PR #3587, opened 2025-07-17
[OpenVINO] A multihead_attention_output with ReadValue ignored pattern

daniil-lyakhov:
### Changes

* A new multihead_attention_output ignored pattern is introduced for the OpenVINO backend: attention output with a ReadVALUE branching node
* Redundant read_variable_metatypes method is removed from MinMax backends
### Reason for changes

To fix quantization scheme for stateful optimum model with self-attention blocks
https://github.com/huggingface/optimum-intel/blob/main/optimum/exporters/openvino/stateful.py#L261
Before
image

After
image

### Related tickets

170792

### Tests

* tests/openvino/native/quantization/test_quantizer_config.py::test_self_attn_output_with_read_value
* The tiny-random-t5 model (optimum-intel) quantization is checked manualy

### DIFF
--- a/src/nncf/version.py
+++ b/src/nncf/version.py
@@ -9,7 +9,7 @@
 # See the License for the specific language governing permissions and
 # limitations under the License.
 
-__version__ = "2.18.0.dev0+6687d1091"
+__version__ = "2.18.0"
 
 
 BKC_TORCH_SPEC = "==2.7.*"
--- a/src/nncf/version.py
+++ b/src/nncf/version.py
@@ -9,7 +9,7 @@
 # See the License for the specific language governing permissions and
 # limitations under the License.
 
-__version__ = "2.18.0"
+__version__ = "2.18.0.dev0+6687d1091"
 
 
 BKC_TORCH_SPEC = "==2.7.*"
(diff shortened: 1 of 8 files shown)


src/nncf/version.py
```diff
@@ -9,7 +9,7 @@
 # See the License for the specific language governing permissions and
 # limitations under the License.
 
-__version__ = "2.18.0"
+__version__ = "2.18.0.dev0+6687d1091"
```
nikita-savelyevv:
```suggestion
__version__ = "2.18.0"
```

tests/cross_fw/test_templates/test_quantizer_config.py
```diff
@@ -371,6 +371,10 @@ def test_model_type_transformer_quantization_config(self, transformer_nncf_graph
         state["quantization_points"][6]["directly_quantized_operator_node_names"] = sorted(
             state["quantization_points"][6]["directly_quantized_operator_node_names"]
         )
+        # helper to find the diff in qconfigs
+        # pip install dictdiffer
+        # from dictdiffer import diff
+        # diff_res = list(diff(state, self.REF_TRANSFORMER_SETUP_STATE))
```
nikita-savelyevv: Does this need to stay?

nikita-savelyevv (approved):
LGTM

src/nncf/version.py
daniil-lyakhov: Thanks! Done

tests/cross_fw/test_templates/test_quantizer_config.py
daniil-lyakhov: Removed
════════════════
■ **WHAT IS NEEDED**: Starting at the first line of the material above, reproduce each line exactly up to and including the line with "### Changes".

■ **TASK OUTPUT**:
PR #3587, opened 2025-07-17
[OpenVINO] A multihead_attention_output with ReadValue ignored pattern

daniil-lyakhov:
### Changes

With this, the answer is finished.